See [README.cmplog](README.cmplog.md)

Finally if your llvm version is 8 or lower, you can activate a mode that
prevents that a counter overflow result in a 0 value. This is good for
path discovery, but the llvm implementation for x86 for this functionality
is not optimal and was only fixed in llvm 9.
You can set this with AFL_LLVM_NOT_ZERO=1
See [README.neverzero](README.neverzero.md)

## 4) Snapshot feature

To speed up fuzzing you can use a linux loadable kernel module which enables
a snapshot feature.
See [README.snapshot](README.snapshot.md)

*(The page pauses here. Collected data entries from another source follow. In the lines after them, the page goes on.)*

PR #5447, opened 2024-07-16
fix(text): unicode support and word splitting according to case

guy-borderless:
The current implementation of splitToWords() only supports Latin letters. This PR adds a unicode-compatible implementation + support for WordSpliting according to case.


text/_util.ts
```diff
@@ -1,9 +1,25 @@
 // Copyright 2018-2024 the Deno authors. All rights reserved. MIT license.
+function splitByCase(input: string): string[] {
+  const acronym = /\p{Lu}{2,}/gu; // e.g. ID, URL
+  const capitalizedWord = /\p{Lu}\p{Ll}+/gu; // e.g. Apple
+  const lowercasedWord = /\P{Lu}+/gu; // e.g. apple, this will also match a sequence of unicode letters in languages without a concept of upper/lower case
+  const digits = /\p{N}+/gu; // e.g. 123
```
iuioiua, line 6: Nit: can you please move these out of the function? Otherwise, they're declared every time `splitByCase()` is called. Also, nice comments.

text/_util.ts
```diff
@@ -1,9 +1,25 @@
...
+}
 
 export function splitToWords(input: string) {
-  input = input.replaceAll(/[^a-zA-Z0-9\s-_]/g, "");
-  if (/[\s-_]+/.test(input)) return input.split(/[\s-_]+/);
-  return input.split(/(?=[A-Z])+/);
+  const words = input.split(/[^\p{L}\p{N}]+/gu).filter(Boolean).flatMap(
+    splitByCase,
+  );
+  return words;
```
iuioiua, line 22: Nit: can you please also move the regex out into a variable?
```suggestion
  return input
    .split(/[^\p{L}\p{N}]+/gu)
    .filter(Boolean)
    .flatMap(splitByCase);
```

text/case.ts
iuioiua, line 1: This file was split up into separate files in #5428. Please rebase.

iuioiua (changes requested):
Nice. Just a few nits on the first pass. Thank you.

text/_util.ts
```diff
@@ -1,9 +1,22 @@
 // Copyright 2018-2024 the Deno authors. All rights reserved. MIT license.
 
+const RE_ACRONYM = /\p{Lu}{2,}/gu; // e.g. ID, URL
```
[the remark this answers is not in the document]
kt3k: Looks like the flag does nothing in this case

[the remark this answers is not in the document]
kt3k: Oh, `u` flag seems necessary to avoid the type error.

kt3k:
By this change, the result of `toSnakeCase("Camel1Case")` becomes `camel_1_case` (It is  `camel1_case` in main), while the result of `toSnakeCase("camel1Case")` is kept as `camel1_case`. Is this change reasonable/acceptable?

guy-borderless:
> By this change, the result of `toSnakeCase("Camel1Case")` becomes `camel_1_case` (It is `camel1_case` in main), while the result of `toSnakeCase("camel1Case")` is kept as `camel1_case`. Is this change reasonable/acceptable?

Looking at a semantically reasonable example like `iAte2Cookies` the change does seem reasonable to me.

kt3k:
> Looking at a more semantic example like iAte2Cookies the change does seem reasonable to me.

I agree with this.

In that case, probably we should return `has_2_cookies` for `toSnakeCase("has2Cookies")` for consistency (It currently returns `has2_cookies`). I'll work on this.

guy-borderless:
I made some changes to better handle Acronyms followed by a capitalized word, like in `URLPattern` (before it would have been `["URLP", "aattern"]`, now return `["URL", "Pattern"]`.
But went ahead and simplified the implementation to only use one `input.match()` call

iuioiua (approved):

text/_util.ts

## 5) Gotchas, feedback, bugs

This is an early-stage mechanism, so field reports are welcome. You can send bug
reports to <afl-users@googlegroups.com>.

## 6) deferred initialization, persistent mode, shared memory fuzzing

This is the most powerful and effective fuzzing you can do.
Please see [README.persistent_mode.md](README.persistent_mode.md) for a
full explanation.

## 7) Bonus feature: 'trace-pc-guard' mode

LLVM is shipping with a built-in execution tracing feature
that provides AFL with the necessary tracing data without the need to
post-process the assembly or install any compiler plugins. See:

  http://clang.llvm.org/docs/SanitizerCoverage.html#tracing-pcs-with-guards

If you have not an outdated compiler and want to give it a try, build
targets this way:

```
AFL_LLVM_INSTRUMENT=PCGUARD  make
```

Note that this us currently the default, as it is the best mode.
If you have llvm 11+ and compiled afl-clang-lto - this is the only better mode.